Loving all the piccies :thumbup1:, keep them coming!


----------



## Cockerpoo lover (Oct 15, 2009)

WeimyLady said:


> Cockapoos and Labradoodles are not "breeds" -- they are cross breeds!
> 
> You can't generalize about temperament when it comes to cross breeds because they are not bred to type.


This thread isn't meant to be yet another debate on them.

Sevenpets just asked for pictures and comments from people who love them.

For once can people just let those who love these crosses enjoy the dogs and the pictures.


----------



## SpringerHusky (Nov 6, 2008)

WeimyLady said:


> Cockapoos and Labradoodles are not "breeds" -- they are cross breeds!
> 
> You can't generalize about temperament when it comes to cross breeds because they are not bred to type.

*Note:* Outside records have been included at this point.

PR #726, opened 2020-05-11
Dialogue should not propagate retry-other

carterkozak:
Currently dialogue rethrows qos exceptions, which doesn't quite match CJR: CJR only rethrows throttle and unavailable when `ServerQos.PROPAGATE_429_and_503_TO_CALLER` is set.
The dialogue runtime isn't at all aware of the client configuration at the moment, so we can't emulate that precisely.
This change brings dialogue closer to CJR, but isn't meant to bring the two exactly together.
There's an argument to be made that when a 503 or 429 is returned for all retries, it _should_ be propagated in order to apply backpressure across the entire system.

==COMMIT_MSG==
Dialogue does not propagate retry-other
==COMMIT_MSG==

### DIFF
--- a/dialogue-serde/src/main/java/com/palantir/conjure/java/dialogue/serde/ErrorDecoder.java
+++ b/dialogue-serde/src/main/java/com/palantir/conjure/java/dialogue/serde/ErrorDecoder.java
@@ -66,7 +66,9 @@ enum ErrorDecoder {
                 if (location.isPresent()) {
                     String locationHeader = location.get();
                     try {
-                        return toRemoteException(code, QosException.retryOther(new URL(locationHeader)));
+                        UnknownRemoteException remoteException = new UnknownRemoteException(code, "");
+                        remoteException.initCause(QosException.retryOther(new URL(locationHeader)));
+                        return remoteException;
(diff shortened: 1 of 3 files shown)


dialogue-serde/src/main/java/com/palantir/conjure/java/dialogue/serde/ErrorDecoder.java
```diff
@@ -115,4 +115,10 @@ private static String toString(InputStream body) throws IOException {
             return CharStreams.toString(reader);
         }
     }
+
+    private static UnknownRemoteException toRemoteException(int code, QosException qos) {
```
iamdanfox: slight preference to inline this to reassure people there's nothing too crazy going on here

iamdanfox:
So anyone that had a `catch` block expecting to catch 308s as `QosException.RetryOther` will no longer work here right? Are we confident that the atlasdb folks don't rely on this for their timelock calls?

carterkozak:
CJR throws a FeignException in that case, only dialogue (and dialogue-feign) throw the RetryOther from a client.

iamdanfox (approved):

So what, seriously get a grip.

If people want to call it a cockerpoo or labradoodle who the hell cares, in all honesty really SO what?

This is a topic for fun not debate, we wana see pictures not people moaning about how it's not a real breed.

I LIKE allot of the names and if I so feel like it I will call 'em by it.


----------



## SpringerHusky (Nov 6, 2008)

Here's some pictures of a guide dog Goldendoodle I saw, I have to say I was in love :thumbup:


----------



## WeimyLady (Jan 3, 2010)

SpringerHusky said:


> So what, seriously get a grip.
> 
> If people want to call it a cockerpoo or labradoodle who the hell cares, in all honesty really SO what?
> 
> ...


Get a grip for stating a fact? :confused5:

By that logical, we should start calling all cross breeds and mongrels by fancy made up names.

I have no problems with these cross breeds, but those who think they are 'breeds' are very wrong. I wonder how many puppy buyers are lead to believe they are getting a 'breed' rather than a cross breed.


----------



## witcheswalk (Aug 27, 2010)

It has already been said, this is a fun thread for people to admire other peoples choice of dog. Please can we let it stay this way?


----------



## GoldenShadow (Jun 15, 2009)

Oooh I do love a nice cockerpoo! Not sold on labradoodles/goldendoodles really I have seen a few who are just beautiful but they seem a lot more varied as to what they actually turn out like?

Cockerpoo's kind of remind me of my ex's lhasa apso x yorkie, he was sooooo cute :001_wub:

I think part of it is I prefer the look with that hair etc on a smaller sized dog than a larger one maybe..?


----------



## jenniferx (Jan 23, 2009)

I've only known a few Cockapoo's but they have been absolutely delightful little dogs! So sweet and playful.


----------



## sunshine80 (Jan 25, 2010)

Not sure I have seen many cockerpoos about although I do like them and did consider getting one before I got Sonny.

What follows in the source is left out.